PR #1461, opened 2021-04-14
#1460 update jax versions

### LINKED ISSUE #1460: update pinned jax versions
update to 
        "jax==0.2.12",
        "jaxlib==0.1.65",

martinjrobins:
# Description

Fixes #1460

Question, does this need an addition in the `CHANGELOG.md`?

## Type of change

# Key checklist:

## Further checks:

### DIFF
--- a/pybamm/solvers/jax_bdf_solver.py
+++ b/pybamm/solvers/jax_bdf_solver.py
@@ -9,9 +9,11 @@ from jax import dtypes
 from jax.util import safe_map, cache, split_list
 from jax.api_util import flatten_fun_nokwargs
 from jax.flatten_util import ravel_pytree
-from jax.tree_util import tree_map, tree_flatten, tree_unflatten, tree_multimap, partial
+from jax.tree_util import tree_map, tree_flatten, tree_unflatten, tree_multimap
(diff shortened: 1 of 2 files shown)


pybamm/solvers/jax_bdf_solver.py
```diff
@@ -26,6 +27,45 @@
 MAX_FACTOR = 10
 
 
+# https://github.com/google/jax/issues/4572#issuecomment-709809897
+def some_hash_function(x):
+    return int(onp.sum(x))
```
tinosulzer, line 32: an alternative is to use `to_bytes`, see https://github.com/pybamm-team/PyBaMM/blob/e025cedfd3de4d1185d88adf3c7e22921bcca3ae/pybamm/expression_tree/array.py#L70-L86

tinosulzer (approved):
thanks @martinjrobins !

pybamm/solvers/jax_bdf_solver.py
martinjrobins: yea, good point. I think `tobytes` is better, so swapped to that.

PR #1581, opened 2021-07-29
Issue 1571 1 d cc opposite tabs

### LINKED ISSUE #1571: 1D current collectors with opposite-sided tabs
**Summary**
 
Currently, the 1+1D pouch cell model only works for both cells on the top.

 **Motivation**

For pouch cells with tabs on opposite sides, the 1D model is particularly useful as they are symmetric in the y direction.

**Additional context**

https://github.com/pybamm-team/PyBaMM/blob/develop/pybamm/models/full_battery_models/base_battery_model.py#L302-L306

https://github.com/pybamm-team/PyBaMM/blob/develop/pybamm/models/submodels/thermal/pouch_cell/pouch_cell_1D_current_collectors.py#L98

rtimms:
# Description

Allows tabs to be placed at the bottom of the cell in 1+1D thermal models. Adds a new `Equality` binary operator that returns 1 if the nodes evaluate to the same thing and 0 otherwise.

Fixes #1571 

## Type of change

# Key checklist:

## Further checks:


tinosulzer (approved):
Nice. You could also add the `__eq__` magic function to `Symbol` to return `Equality(a,b)` for `a==b`

rtimms:
I did try adding `__eq__` but ran into an issue. In some places (e.g. [here](https://github.com/pybamm-team/PyBaMM/blob/develop/pybamm/expression_tree/binary_operators.py#L1019)) we use `==` to check if two symbols are equal. I guess we could check the symbol `id` here and use `==` for `Equality`?

tinosulzer:
Ah right, in that case we do want to check actual equality because otherwise the clear_domain a couple of lines below causes issues. So let's leave it

rtimms:
Hey, @tobykirk some of the many-particle submodel tests are failing on this PR, but only on certain builds (e.g. [here](https://github.com/pybamm-team/PyBaMM/pull/1581/checks?check_run_id=3239519517#step:9:2044)). They pass ok locally and I haven't changed anything related to them - have you seen this error before?

```
pybamm.expression_tree.exceptions.ShapeError: Cannot find shape (original error: zero-size array to reduction operation minimum which has no identity)
```

tobykirk:
> Hey, @tobykirk some of the many-particle submodel tests are failing on this PR, but only on certain builds (e.g. [here](https://github.com/pybamm-team/PyBaMM/pull/1581/checks?check_run_id=3239519517#step:9:2044)). They pass ok locally and I haven't changed anything related to them - have you seen this error before?
> 
> ```
> pybamm.expression_tree.exceptions.ShapeError: Cannot find shape (original error: zero-size array to reduction operation minimum which has no identity)
> ```

I've seen this error once before and it was similar to here: only occurring on certain builds, but I think they were different builds to these - weird. 

It resolved itself after I pushed some unrelated commits, so never got to the bottom of it. Looks like something to do with `set_events` of the many-particle submodels, i.e., the max / min concentration limits. Actually, are these enforced differently now? (I can't find any particle concentration events in the code for the other submodels.) If so, you could try removing those events.

rtimms:
Thanks, @tobykirk, removing `set_events` fixed this! As you say, they shouldn't be needed since the variable has bounds. It's weird that the test only failed sometimes, though?

tobykirk:
> Thanks, @tobykirk, removing `set_events` fixed this! As you say, they shouldn't be needed since the variable has bounds. It's weird that the test only failed sometimes, though?

Great! Strange error indeed, hopefully it's gone for good now.

PR #1590, opened 2021-08-03
1580 issue more domains

### LINKED ISSUE #1580: Allow variables to have more than 3 domains
**Summary**
 Currently variables can have a maximum of 3 domains, i.e. a `"primary"` domain and two auxiliary domains, `"secondary"` and `"tertiary"`. This could be extended to allow `"quaternary"` etc. domains (or changed to allow any number of domains).

Also, a `TertiaryBroadcast()` (or a generalization) could be defined, similar to `PrimaryBroadcast()` and `SecondaryBroadcast()`.

 **Motivation**
 Necessary in order to add particle-size distributions to the DFN framework, where some variables live on 4 different domains , e.g.
```python
 c_s_distribution = pybamm.Variable(
    "Negative particle concentration distribution",
    domain="negative particle",
    auxiliary_domains={
        "secondary": "negative particle size",
        "tertiary": "negative electrode",
        "quaternary": "current collector",
    },
    bounds=(0, 1),
)
```
(Even if some domains are 0D in practice, they can push others off the domain list before the domains are discretized.)

A `TertiaryBroadcast()` would then be used for e.g. broadcasting the "X-averaged" concentration distribution to the "electrode" domains (which would be added in the `"tertiary"` position).

**Additional context**

tobykirk:
# Description
Fixes #1580

Extended the domain list of symbols to allow a fourth ("quaternary") domain, and updating the spatial operators that add or remove domains (thus shifting their position up and down) to reflect this: 
 -  `PrimaryBroadcast` and `SecondaryBroadcast`
 -  `Integral`
 -  `BoundaryValue`

Also added a `TertiaryBroadcast` class, similar to `SecondaryBroadcast` but puts the broadcast domain in the `"tertiary"` rather than `"secondary"` position.

## Type of change

# Key checklist:

## Further checks:


pybamm/expression_tree/binary_operators.py
```diff
@@ -827,7 +827,7 @@ def simplified_addition(left, right):
             )
         ) and all(
             left.evaluates_on_edges(dim) == right.evaluates_on_edges(dim)
-            for dim in ["primary", "secondary", "tertiary"]
+            for dim in ["primary", "secondary", "tertiary", "quaternary"]
```
tinosulzer, line 830: We should make `evaluates_on_edges("all")` check all the dimensions to avoid this repetitive construction

tinosulzer (approved):
Thanks @tobykirk ! Just need to fix coverage. I think we could also reduce some code duplication in places with a few tricks ... but this is fine for now.

For example: we could have a list of domain orders (particle, size, electrodes, collector) and then automatically check/adjust domains when broadcasting based on that. Also, `domains` could be a specialized dict that understands that "primary"===1, "secondary"===2, etc and adjusts based on that

pybamm/expression_tree/binary_operators.py
tobykirk: This is checking that `evaluates_on_edges` match for left and right in each dimension (rather than all on edges or all on nodes), right? After playing around, keeping the domain loop outside of `evaluate_on_edges` seemed a lot cleaner, just replacing the list `["primary", "secondary", ...]` with `left.domains.keys()`. (Both `left` and `right` have the same domains at this point, I think? So can just use the domain list of one of them.)

tobykirk:
> Thanks @tobykirk ! Just need to fix coverage. I think we could also reduce some code duplication in places with a few tricks ... but this is fine for now.
> 
> For example: we could have a list of domain orders (particle, size, electrodes, collector) and then automatically check/adjust domains when broadcasting based on that. Also, `domains` could be a specialized dict that understands that "primary"===1, "secondary"===2, etc and adjusts based on that

Indeed, I like these ideas! I had a go at implementing the specialised dict for `domains`, subclassing `dict` and overwriting `__setitem__` and `__getitem__` to recognize 1 as `"primary"`, etc. Was causing issues with the domain properties/setters in `Symbol` though, and was getting myself confused. Probably needs a more careful implementation than I can do at the moment, so decided to leave it for now.

tinosulzer:
Alright, let's work on those other cases once this is merged

tinosulzer (approved):
All looks good now, ready to merge?

tobykirk:
> All looks good now, ready to merge?

Ah, still have to update Changelog. Will do that now.

Issue #1479, opened 2021-05-07
pybamm fails when running script a second time in spyder on windows


TomTranter:
**Describe the bug**
Running any script more than once seems to result in an import error because of the recent changes to parameters

  File "<frozen importlib._bootstrap>", line 908, in _find_spec

AttributeError: 'ImportDenier' object has no attribute 'find_spec'

During handling of the above exception, another exception occurred:

Traceback (most recent call last):

  File "C:\Users\tom\code\PyBaMM\examples\scripts\drive_cycle.py", line 14, in <module>
    param = model.default_parameter_values

  File "c:\users\tom\code\pybamm\pybamm\models\full_battery_models\base_battery_model.py", line 346, in default_parameter_values
    return pybamm.ParameterValues(chemistry=pybamm.parameter_sets.Marquis2019)

  File "c:\users\tom\code\pybamm\pybamm\parameters\parameter_values.py", line 73, in __init__
    self.update_from_chemistry(chemistry)

  File "c:\users\tom\code\pybamm\pybamm\parameters\parameter_values.py", line 216, in update_from_chemistry
    self.update(

  File "c:\users\tom\code\pybamm\pybamm\parameters\parameter_values.py", line 301, in update
    loaded_value = pybamm.load_function(os.path.join(path, value[10:]))

  File "c:\users\tom\code\pybamm\pybamm\util.py", line 273, in load_function
    module_object = importlib.import_module(path)

  File "C:\Users\tom\anaconda3\lib\importlib\__init__.py", line 127, in import_module
    return _bootstrap._gcd_import(name[level:], package, level)

  File "<frozen importlib._bootstrap>", line 1014, in _gcd_import

  File "<frozen importlib._bootstrap>", line 991, in _find_and_load

  File "<frozen importlib._bootstrap>", line 961, in _find_and_load_unlocked

  File "<frozen importlib._bootstrap>", line 219, in _call_with_frames_removed

  File "<frozen importlib._bootstrap>", line 1014, in _gcd_import

  File "<frozen importlib._bootstrap>", line 991, in _find_and_load

  File "<frozen importlib._bootstrap>", line 971, in _find_and_load_unlocked

  File "<frozen importlib._bootstrap>", line 910, in _find_spec

  File "<frozen importlib._bootstrap>", line 884, in _find_spec_legacy

  File "C:\Users\tom\anaconda3\lib\site-packages\IPython\external\qt_loaders.py", line 48, in find_module
    if path:

[...]

Issue #1433, opened 2021-03-16
Composite anode of graphite and silicon


weilongai:
**Summary**
There is a trend of adding silicon to graphite to increase the energy density of batteries, so we are considering to develop a composite anode model. It is based on the fickan's diffusion equation for the two phases (silicon and graphite), but PyBaMM considers only one phase. What are the best ways to add this feature?

It seems not possible to reuse the particle submodel for lithium diffusion in both phases. Do we need to rewrite the particle submodel to make one particle_composite model?

I cannot explain the theoretical model too much, because it is under development.

tinosulzer:
One option is to add the particle_composite submodel, another option (more general) is to make the existing particle submodel more general and then call it twice, once for silicon and once for graphite. For example, see how the [base interface submodel](https://github.com/pybamm-team/PyBaMM/blob/develop/pybamm/models/submodels/interface/base_interface.py) takes a `reaction` argument.

We will also need to think about how to deal with the two interfacial current densities for silicon and graphite, but this shouldn't be too bad as it's similar to SEI.

Either way I recommend you start by editing the `BasicDFN` model where you can easily just add another `Variable` for silicon concentration and edit the current equations

weilongai:
Thanks for your suggestions. I think I will make a new `particle_composite` submodel, because reusing the existing particle submodel needs a lot of modifications and is not an easy task.

weilongai:
Is there any example on how to use the `BasicDFN` model? I tried to use it but got the error of `KeyError: "'Total current density' not found` using the below codes.

```python3
import pybamm
import os
import numpy as np
import matplotlib.pyplot as plt
import timeit
start = timeit.default_timer()
os.chdir(pybamm.__path__[0]+'/..')


model = pybamm.lithium_ion.BasicDFNComposite()
chemistry = pybamm.parameter_sets.Chen2020_composite
param = pybamm.ParameterValues(chemistry=chemistry)
param.update({"Upper voltage cut-off [V]": 4.21})
param.update({"Lower voltage cut-off [V]": 2.49})

exp = pybamm.Experiment(["Discharge at 1C until 2.5V"], use_simulation_setup_type='old')
sim1 = pybamm.Simulation(
    model, 
    experiment=exp,
    parameter_values=param,
    solver=pybamm.CasadiSolver(),
)
solution1 = sim1.solve()

stop = timeit.default_timer()
print('running time: ' + str(stop - start) +'s')
```

[...]

PR #1598, opened 2021-08-09
Issue 1594 add O'Regan 2021 parameters

### LINKED ISSUE #1594: Add LG M50 thermal parameter set from O'Regan 2021
**Summary**
Add the parameter set for the LG M50 (including temperature dependence) from the O'Regan 2021 paper (in progress).

brosaplanella:
# Description

Added LG M50 parameter set from O'Regan 2021 (submitted).

Fixes #1594

## Type of change

# Key checklist:

## Further checks:


pybamm/input/parameters/lithium_ion/cells/LGM50_ORegan2021/parameters.csv
```diff
@@ -0,0 +1,34 @@
+Name [units],Value,Reference,Notes
+# Empty rows and rows starting with ‘#’ will be ignored,,,
+,,,
+# Macroscale geometry,,,
+Negative current collector thickness [m],12E-6,Chen 2020,
+Negative electrode thickness [m],85.2E-6,Chen 2020,
+Separator thickness [m],12E-6,Chen 2020,
+Positive electrode thickness [m],75.6E-6,Chen 2020,
+Positive current collector thickness [m],16E-6,Chen 2020,
+Electrode height [m],6.5E-2,Chen 2020,Not needed for 1D
```
rtimms, line 10: I think we also have the comment "Not needed for 1D" in the Chen2020 set, but the height and width are used to calculate the electrode cross-sectional area, which is used in 1D. Maybe we should update the comments to say the width is the "unwound" length of the jelly roll?

pybamm/input/parameters/lithium_ion/negative_electrodes/graphite_ORegan2021/graphite_LGM50_electrolyte_exchange_current_density_ORegan2021.py
```diff
@@ -0,0 +1,45 @@
...
+        Temperature [K]
+
+    Returns
+    -------
+    :class:`pybamm.Symbol`
+        Exchange-current density [A.m-2]
+    """
+
+    i_ref = 2.668  # (A/m2)
+    alpha = 0.792
```
rtimms, line 32: Is this consistent with the fact we only have symmetric Butler-Volmer?

pybamm/parameters/parameter_sets.py
```diff
@@ -207,6 +207,17 @@
...
 
+ORegan2021 = {
+    "chemistry": "lithium_ion",
+    "cell": "LGM50_ORegan2021",
+    "negative electrode": "graphite_ORegan2021",
+    "separator": "separator_ORegan2021",
+    "positive electrode": "nmc_ORegan2021",
+    "electrolyte": "lipf6_EC_EMC_3_7_Landesfeind2019",
+    "experiment": "1C_discharge_from_full_ORegan2021",
+    "citation": "ORegan2021",
```
rtimms, line 218: Should you cite Chen2020 as well?

rtimms (approved):
great, thanks @brosaplanella !

TomTranter (changes requested):
As you need to change to quite a fine mesh for this set to give decent results it might be work printing a warning when using it or maybe include an example. Also I'm getting the kernel problem again where I needed to add empty inits to the parameter subfolders so I can run a script twice without restarting the kernel but I checked them all and can't see any missing. Very strange

pybamm/input/parameters/lithium_ion/negative_electrodes/graphite_ORegan2021/graphite_LGM50_electrolyte_exchange_current_density_ORegan2021.py
brosaplanella: Probably not, from the thermodynamical point of view, but given that this was the measured exchange current density I think it is better to leave it as it is.

brosaplanella:
> As you need to change to quite a fine mesh for this set to give decent results it might be work printing a warning when using it or maybe include an example. 

I am happy either way, but the example will take a few minutes to run so that will make GitHub actions even slower. Where would it be best to include the warning?

> Also I'm getting the kernel problem again where I needed to add empty inits to the parameter subfolders so I can run a script twice without restarting the kernel but I checked them all and can't see any missing. Very strange

Where do you get this? I mean, is it related to how the parameters are implemented or is it a separate issue?

TomTranter:
It's my guess that it relates to the parameters as this is what it was last time. #1479 I think a notebook example would be best - maybe just run it for a few hundred seconds

tinosulzer:
If the parameter set is graphite + SiOx don't you need #1433 ?

brosaplanella:
> If the parameter set is graphite + SiOx don't you need #1433 ?

No, because the parameterization is for a DFN model with one component, so the parameters capture the complexity of the two phases. When #1433 is merged, we will need separate parameter sets (OCVs, diffusivities, etc) for each one independently.

tinosulzer (commented):
Looks good but seems like this PR changes the test time from 1h to 2h, can we make it quicker? https://github.com/brosaplanella/PyBaMM/actions

brosaplanella:
> Looks good but seems like this PR changes the test time from 1h to 2h, can we make it quicker? https://github.com/brosaplanella/PyBaMM/actions

Is it from this PR? Because I have only added 2 tests (one is citation where the addition is negligible and the other runs in 6s in my laptop). For the notebook I can shorten the solving time (or even comment it out) but that was 20s in my laptop. Also, checking the Actions in this repo I have noticed that other tests took nearly 2h too (e.g. [this one](https://github.com/pybamm-team/PyBaMM/actions/runs/1143550953)). Is there a way of knowing where the bottleneck is?

tinosulzer (approved):

tinosulzer:
@TomTranter needs to approve before we can merge

PR #1624, opened 2021-08-26
Remove Matplotlib style

### LINKED ISSUE #1618: Importing pybamm affects style of Matplotlib figures
**Describe the bug**
I prefer to create my own Matplotlib figures without using the `sim.plot()` function in PyBaMM. Unfortunately, importing `pybamm` will affect the style of the Matplotlib figures even if I don't use PyBaMM to create the plots.  

**To Reproduce**
In this example, `pybamm` is imported. Notice the small font size used for axis labels and the red color applied to the line plot.

```python
import pybamm

_, ax = plt.subplots()
ax.plot([1, 3, 5, 3, 8.4])
ax.set_xlabel('X axis')
ax.set_ylabel('Y axis')

plt.show()
```

fig-pybamm

In this example, `pybamm` is not imported. Notice the default (larger) font size for axis labels and the blue color for the line plot.

```python

_, ax = plt.subplots()
ax.plot([1, 3, 5, 3, 8.4])
ax.set_xlabel('X axis')
ax.set_ylabel('Y axis')

plt.show()
```

fig-no-pybamm

**Expected behaviour**
I expect the default figure style to be used when creating plots with Matplotlib.

wigging:
# Description

Remove the imposed Matplotlib style as discussed in the issue mentioned below. Also adjust the title `fontsize` when using `sim.plot()` for better readability.

Fixes #1618 

## Type of change

# Key checklist:

## Further checks:


tinosulzer:
I'm a bit reluctant to merge this just before a release, want to give it a bit of time to check the plots look ok. So will do the release first then merge

tinosulzer (approved):

PR #1644, opened 2021-09-07
back to the macos fix

tinosulzer:
trying to fix the macos failing tests


tinosulzer:
https://github.com/pybamm-team/PyBaMM/runs/3531296211?check_suite_focus=true#step:5:568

════

#### Exercise description
Would you please return all lines of the data that include the word "shape"?

#### Completed task
pybamm.expression_tree.exceptions.ShapeError: Cannot find shape (original error: zero-size array to reduction operation minimum which has no identity)
> pybamm.expression_tree.exceptions.ShapeError: Cannot find shape (original error: zero-size array to reduction operation minimum which has no identity)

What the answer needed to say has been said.